New York (AFP) – U.S. media pointed Tuesday toward human error as the cause of a deadly commuter train crash in New York, reporting that the driver either fell asleep or “zoned out.”
The train was traveling at nearly three times the recommended speed limit when it derailed early Sunday, killing four people and injuring another 67 passengers, federal investigators say.
The train clocked 82 miles per hour as it entered a curve in the Bronx where the limit was 30 miles per hour.
Investigators are questioning the driver, William Rockefeller, 46, in a process expected to continue for several days.
The New York Post reported that Rockefeller told investigators he had “zoned out” as the train was headed towards the bend.
He was “jolted back to reality” only after a whistle went off warning him he was going dangerously fast, the newspaper said.
A report on New York neighborhood news website DNAinfo.com said investigators believe the driver “dozed off” for a few moments and woke up too late to stop the train hurtling off the tracks.
The train, carrying between 100 and 150 people, had been headed south to Grand Central Station in Manhattan.
Investigators found that shortly before the crash at 7:20 am Â the throttle of the Metro-North train went into idle and there had been a sudden loss in brake pressure.
The train’s seven cars derailed just before Spuyten Duyvil station and flew across a grassy bank separating the railroad from the Hudson and Harlem rivers, which meet at that point.
The front car came to rest only a few feet from the water and two cars toppled on their side.
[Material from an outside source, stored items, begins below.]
PR #673, opened 2021-09-21
build: use bin/dev to create manifest & readme

RasPhilCo:
Take a look at the release job, it is failing by trying to use `bin/dev` which only works if the lib is build. This uses bin/dev to create the manifest and readme for releasing.


RodEsp (approved):

MMCKNurse:
How do you re-create the manifest after running prepack? Sorry i'm new.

New York Governor Andrew Cuomo said Monday the cause of the crash was most likely “speed-related” and described the horror passengers experienced as the train skidded at high speed.
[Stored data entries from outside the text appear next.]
PR #696, opened 2021-10-28
Allow specifying an additional cli for installers

RodEsp:
## What does this PR do?
* Adds a hidden flag, `--additional-cli`, to the `oclif pack:win` and `oclif pack:macos` commands that will make an additional Oclif CLI available on the user's machine. In order for this to work correctly the following needs to be true:
    * There needs to be an executable named after the additional CLI in the current CLI's `./bin` directory (a `.cmd` file for Windows and a shell script for Mac).
    * The additional CLI needs to be added at the root of the current CLI's tarball in a folder named after itself.
        * See [`include-sf.js`](https://github.com/salesforcecli/sfdx-cli/blob/main/scripts/include-sf.js) for an example of a [pretarball script](https://github.com/oclif/oclif/blob/master/src/tarballs/build.ts#L70) that does this.
* Fixes several bugs with how tarballs and installers were being uploaded. The tarball config version and package version were different and weren't being used appropriately when dealing with `prerelease` versions.
* Updates CI to use non-outdated versions of node.
* Allows running npm/yarn scripts on Windows with `shx`.

## Testing Instructions
1. Uninstall all versions of the CLI on your machine using the instructions [here](https://developer.salesforce.com/docs/atlas.en-us.234.0.sfdx_setup.meta/sfdx_setup/sfdx_setup_uninstall.htm).
1. Download the testing installer using the AWS CLI:
    1. Mac: 
    ```
    aws s3 cp s3://dfc-data-production/media/salesforce-cli/sfdx/versions/7.126.0-dev.8/47dc692/sfdx-v7.126.0-dev.8-47dc692.pkg ./
    ```
    1. Windows:
    ```
    aws s3 cp s3://dfc-data-production/media/salesforce-cli/sfdx/versions/7.126.0-dev.8/47dc692/sfdx-v7.126.0-dev.8-47dc692-x64.exe ./
    ```
    1. Review [the PR that generated those installers](https://github.com/salesforcecli/sfdx-cli/pull/329).
1. Run the installer.
1. Check that both `sfdx` and `sf` are available (you might need to restart your terminal for env vars to take effect).
    1. Versions should be:
        1. sfdx - `7.126.0-dev.8`
        1. sf - `1.2.0`
        1. Using node `16.13.0`
1. Run `sfdx update dev`
    1. Check CLIs are available as above.
1. Run `sfdx update stable`
    1. Check CLIs are available as above (`sf` will still be available because files aren't deleted with `update` just overwritten).
1. Run `sfdx update dev` again.
    1. Check CLIs are available as above.

### DIFF
--- a/.circleci/config.yml
+++ b/.circleci/config.yml
@@ -29,7 +29,7 @@ jobs:
       - attach_workspace: {at: node_modules}
       - run: yarn
       - run: rm -rf lib && npx tsc --noEmit && rm -fr lib
-  test:
+  node-latest-multi:
     <<: *lint
     parameters:
       image:
@@ -93,6 +93,7 @@ workflows:
           requires: [lint, compile-typescript]
       - cache: {requires: [release-management/release-package] }
       - release-management/release-package:
+          context: org-global
           github-release: true
           prerelease: true
           tag: core-v1
--- a/.circleci/config.yml
+++ b/.circleci/config.yml
@@ -15,9 +15,8 @@ jobs:
       - checkout
       - restore_cache: &restore_cache
           keys:
-            - v5-{{checksum ".circleci/config.yml"}}-{{ checksum "yarn.lock"}}
-            - v5-{{checksum ".circleci/config.yml"}}
-            - v5
+            - cache-{{checksum ".circleci/config.yml"}}-{{ checksum "yarn.lock"}}
+            - cache-{{checksum ".circleci/config.yml"}}
       - run: yarn add -D mocha-junit-reporter@1
       - run: yarn exec nps lint
       - persist_to_workspace: {root: node_modules,  paths: ["*"]}
@@ -54,8 +53,8 @@ jobs:
       - checkout
       - restore_cache: &restore_cache
           keys:
-            - v6-yarn-{{checksum ".circleci/config.yml"}}-{{ checksum "yarn.lock"}}
-            - v6-yarn-{{checksum ".circleci/config.yml"}}
+            - cache-{{checksum ".circleci/config.yml"}}-{{ checksum "yarn.lock"}}
+            - cache-{{checksum ".circleci/config.yml"}}
       - run: 'echo "Node: `node --version`"'
       - run: yarn
       - run: .circleci/loadgpg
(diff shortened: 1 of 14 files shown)


src/commands/pack/macos.ts
```diff
@@ -103,6 +108,8 @@ export default class PackMacos extends Command {
 
   static flags = {
     root: flags.string({char: 'r', description: 'path to oclif CLI root', default: '.', required: true}),
+    'additional-cli': flags.string({description: `an Oclif CLI other than the one listed in config.bin that should be made available to the user
```
mdonnalley, line 111: This feels like a flag that should be hidden - what do you think?

mdonnalley:
@RodEsp I'm assuming that you've targeted `master` because sfdx-cli is still using v1? I think I'd prefer for this to go into `main` and then update sfdx-cli to use v2 - unless there's some reason that sfdx-cli can't use v2

RodEsp:
@mdonnalley sounds good. I can test generating the `sfdx-cli` installers using an oclif@v2 version of this.

RodEsp:
@peternhale @mdonnalley this is fully ready. I don't expect any more changes unless you have more feedback. If you could provide one last review it'd be much appreciated.

Hoping to merge tomorrow after going over the `plugin-release-management` and `sfdx` PRs with @mshanemc`.

.circleci/config.yml
```diff
@@ -15,9 +15,8 @@ jobs:
       - checkout
       - restore_cache: &restore_cache
           keys:
-            - v5-{{checksum ".circleci/config.yml"}}-{{ checksum "yarn.lock"}}
-            - v5-{{checksum ".circleci/config.yml"}}
-            - v5
+            - cache-{{checksum ".circleci/config.yml"}}-{{ checksum "yarn.lock"}}
```
peternhale, line 18: @RodEsp why are the versions being removed?

peternhale (changes requested):

.circleci/config.yml
RodEsp: Because since they're hard-coded they don't actually match up with any particular version of the `oclif` package or the tooling used in the CI build and therefore aren't relevant.

But maybe I'm missing something? Why should we leave them in?

peternhale: Maybe no longer needed, resolving.

peternhale (approved):

PR #711, opened 2021-11-11
feat: support darwin-arm tarballs

### LINKED ISSUE #706: Apple Silicone Support (M1/arm64)
Apple Silicone Support (M1/arm64)
---------------------------------------

[As of version 16, NodeJS supports Apple's new M1 chips](https://doesitarm.com/app/nodejs/). This means that Oclif CLIs should be able to run on these new machines as long as they're using Node v16+.

[Oclif's `pack` commands](https://github.com/oclif/oclif/tree/main/src/commands/pack) don't yet fully support bundling CLI's with the new [NodeJS executables](https://nodejs.org/dist/v16.0.0/). We plan to add this in the foreseeable future but might need help testing it. If someone wants to go ahead and create a PR to get a faster resolution it would be much appreciated!

### Relevant Code:
* https://github.com/oclif/oclif/blob/main/src/tarballs/node.ts#L16-L68
* https://github.com/oclif/oclif/blob/master/src/tarballs/node.ts#L16-L68

mdonnalley:
Adds support for `darwin-arm64` tarballs

Closes #672
Fixes #706 
@W-10115430@


src/commands/pack/tarballs.ts
```diff
@@ -24,6 +24,9 @@ This can be used to create oclif CLIs that use the system node or that come prel
     const {flags} = await this.parse(PackTarballs)
     const targets = flags.targets.split(',')
     const buildConfig = await Tarballs.buildConfig(flags.root, {xz: flags.xz, targets: targets})
+    if (targets.includes('darwin-arm') && !buildConfig.nodeVersion.startsWith('16')) {
```
RodEsp, line 27: node@17 is out now too so we should figure out how to do >16 instead of `startsWith('16')` here.

RodEsp (changes requested):

src/tarballs/config.ts
```diff
@@ -12,6 +12,7 @@ export const TARGETS = [
   'win32-x64',
   'win32-x86',
   'darwin-x64',
+  'darwin-arm'
```
RodEsp, line 15: I'm not sure that just adding this will work because if you look at https://nodejs.org/dist/v16.0.0/ the darwin arm executables are actually named `darwin-arm64` so this will either need to be changed or we might want to have some sort of conversion from different possible names people could use to `darwin-arm64` in the pack command (`darwin-m1`, `apple-silicone`, `m1`, etc....). Whatever you prefer.

mdonnalley: @RodEsp `arm` is translated to `armv7l` here: https://github.com/oclif/oclif/blob/master/src/tarballs/node.ts#L17

So `linux-arm` and `darwin-arm` are actually `linux-armv7l` and `darwin-armv7l`

We could add more explicit targets, e.g.
- `darwin-arm64`
- `darwin-armv7l`
- `linux-arm64`
- `linux-armv7l`

Either way we'd have to keep `linux-arm` for backwards compatibility 

I don't have a strong preference either way

RodEsp: The `armv7l` architecture is for linux 32 bit though, not for darwin 64 bit. We need to differentiate between the two.
There is no such thing as `darwin-armv7l` afaik. Node only has `darwin-arm64` or `darwin-x64` distributables.

image

RodEsp (commented):
Might want to consider putting these changes into `master` too unless we want to force people to upgrade to oclif@v2 to get support for the new Macs.

RodEsp (approved):

peternhale (approved):

src/commands/pack/tarballs.ts
```diff
@@ -25,8 +24,8 @@ This can be used to create oclif CLIs that use the system node or that come prel
     const {flags} = await this.parse(PackTarballs)
     const targets = flags.targets.split(',')
     const buildConfig = await Tarballs.buildConfig(flags.root, {xz: flags.xz, targets: targets})
-    if (targets.includes('darwin-arm64') && !semver.gt(buildConfig.nodeVersion, '16.0.0')) {
-      throw new Error('darwin-arm64 is only supported for node >=16.0.0')
```
RodEsp: This shouldn't be removed. If the user explicitly passes in `darwin-arm64` as a target (i.e. runs `oclif pack:tarballs --targets darwin-arm64`) but is trying to use node 14 or less this should still error. It's only in the case where they don't pass in any targets and they're using node 14 or less that this should just output a warning.

Should just put it above the `buildConfig` assignment instead.

RodEsp (changes requested):

src/commands/pack/tarballs.ts
peternhale: The targets flag defaults to all targets See https://github.com/oclif/oclif/pull/711/files#diff-8c957c644d989965c3dad37783dff849e57acb2933bf0e3f7c9bbb7680866996L16

RodEsp: Ah, good catch. Let's just get rid of the default on the flag then since [`Tarballs.buildConfig()` already uses the defaults if nothing is passed in anyways](https://github.com/oclif/oclif/pull/711/files#diff-8a37a245e4dc9c5cd9977d42aec01025fa1a848c690db79a8dc60087ef607d64R70).

mdonnalley: @RodEsp I'm not sure I understand why we should get rid of the default? At the very least it allow us to communicate in the flag description that the default behavior is to do all targets

RodEsp: @mdonnalley hmm... yes... you're right about conveying the default behavior via the flag help.

My apologies, my suggestions were a little precipitous but overall what I want to see is an error if the user explicitly passes in `darwin-arm64` as a target and is trying to use node 14 or less and just a warning about `darwin-arm64` if the user doesn't pass in any targets and is using node 14 or less, as Pete said.

peternhale: Another alternative would be to alter the default list based on node version. Then on node versions < 16 specifying arm would result in an invalid option error. This way we get errors thrown and target alignment by node version.

peternhale: @mdonnalley @RodEsp have we come to a consensus here so I might continuing with QA?

mdonnalley: @RodEsp Does this work for you? 
Screen Shot 2021-11-16 at 1 17 03 PM

@peternhale help is cached at release time, so we're not able to alter the default based on the node version customers are using

RodEsp (approved):

src/commands/pack/tarballs.ts
RodEsp: @mdonnalley yep that looks fine but will that also happen if the user runs `oclif pack:tarballs --targets darwin-arm64,darwin-x64`?

I'd prefer an error in that scenario as well, anytime the user explicitly passes in `darwin-arm64`.

peternhale:
```
~/oclif-git/oclif/bin/run pack:tarballs --targets darwin-arm64,darwin-x64
 ›   Warning: darwin-arm64 is only supported for node >=16.0.0. Skipping...
```

mdonnalley: @RodEsp so you expect the behavior to be:
- warn and skip `darwin-arm64` if the user does not supply `--targets` flag and node is not 16+
- throw error if `darwin-arm64` is specifically supplied by the user and node is not 16+

What happens if the user supplies all the targets? Do we error or warn?

Personally, I think the existing approach is simpler and more consistent:
- warn and skip `darwin-arm64` if node is not 16+
- throw error if no valid targets are specified

peternhale: There is no easy way to determine if the user supplies `--targets` or it is using the defaults. May not be worth the effort. I support skipping arm with warning.

mdonnalley: Pete's right that there's no way to distinguish between the user supplying all the default targets and the user not supplying the flag at all

At this point, I think we should consider this good enough and wait for feedback from users

RodEsp (approved):

PR #713, opened 2021-11-15
fix: remove dep on lodash.template

peternhale:
@W-10121580@


test/run.js
```diff
@@ -24,7 +24,7 @@ function build(type, features) {
   if (features === 'everything') options = '--options=yarn,typescript,eslint,mocha'
   if (features === 'typescript') options = '--options=yarn,typescript'
   if (features === 'mocha') options = '--options=yarn,mocha'
-  let dir = CI ? tmp.tmpNameSync() : path.join(__dirname, '../tmp')
```
RodEsp, line 27: This seems like a change in functionality, not just a lint fix.
Was this on purpose?

RodEsp (approved):

test/run.js
peternhale: Running tests locally with the original code was causing build errors caused by ts searching up the folder tree and finding the tsconfig for the plugin while trying to run tests for the same project. The local tmp folder is a convenience, not necessary, so always using os tmp dir for tests

PR #723, opened 2021-11-30
fix: bump deps

peternhale:


shetzel (approved):

RodEsp (approved):
I also just changed the branch protection settings to only require the new aggregated test jobs.

PR #2422, opened 2022-10-06
Fix #2421 - Truncate text to ensure the delete icon is visible

### LINKED ISSUE #2421: Unable to manage site list a URL is too long

### Step to reproduce

I accidentally added a site to my Work container.

I went to remove it by navigating through Manage Containers > Work > Manage Site List...

However, I cannot remove the site as the trash icon is not visible. I beileve this is because another site added previously has an unusually long URL and the icons are in the overflow to the right.
Screenshot (1)

### Actual behavior

Other containers are working normally and the trash icon to remove sites are visible at the right edge of the dropdown, eg
Screenshot (4)

### Expected behavior

If the icon appeared to the left of the URLs, it would be possible to delete them no matter how long the URLs are.

### Additional informations

_No response_

_No response_

dannycolin:
This fix an issue where the user is unable to delete an assignment because the text is overflowing and the delete icon is drawn offcanvas.

### DIFF
--- a/src/js/popup.js
+++ b/src/js/popup.js
@@ -1427,7 +1427,7 @@ Logic.registerPanel(P_CONTAINER_ASSIGNMENTS, {
         trElement.innerHTML = Utils.escaped`
         <td>
           <div class="favicon"></div>
-          <span title="${site.hostname}" class="menu-text">${site.hostname}</span>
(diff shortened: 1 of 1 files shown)


maxxcrawford (approved):
Nice code-reuse/fix! LGTM.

“The windows broke out, the doors opened and they were picking up stones, rock, dirt, tree limbs were flying through the cars,” he said.
Some passengers were “impaled” by debris as train cars flew into the air, officials have said, while others had to be cut free from tangled metal.
The Metropolitan Transportation Authority identified the four dead as two men and two women aged from 35 to 59. All were New York-area residents.
Three of the dead had been thrown from the train.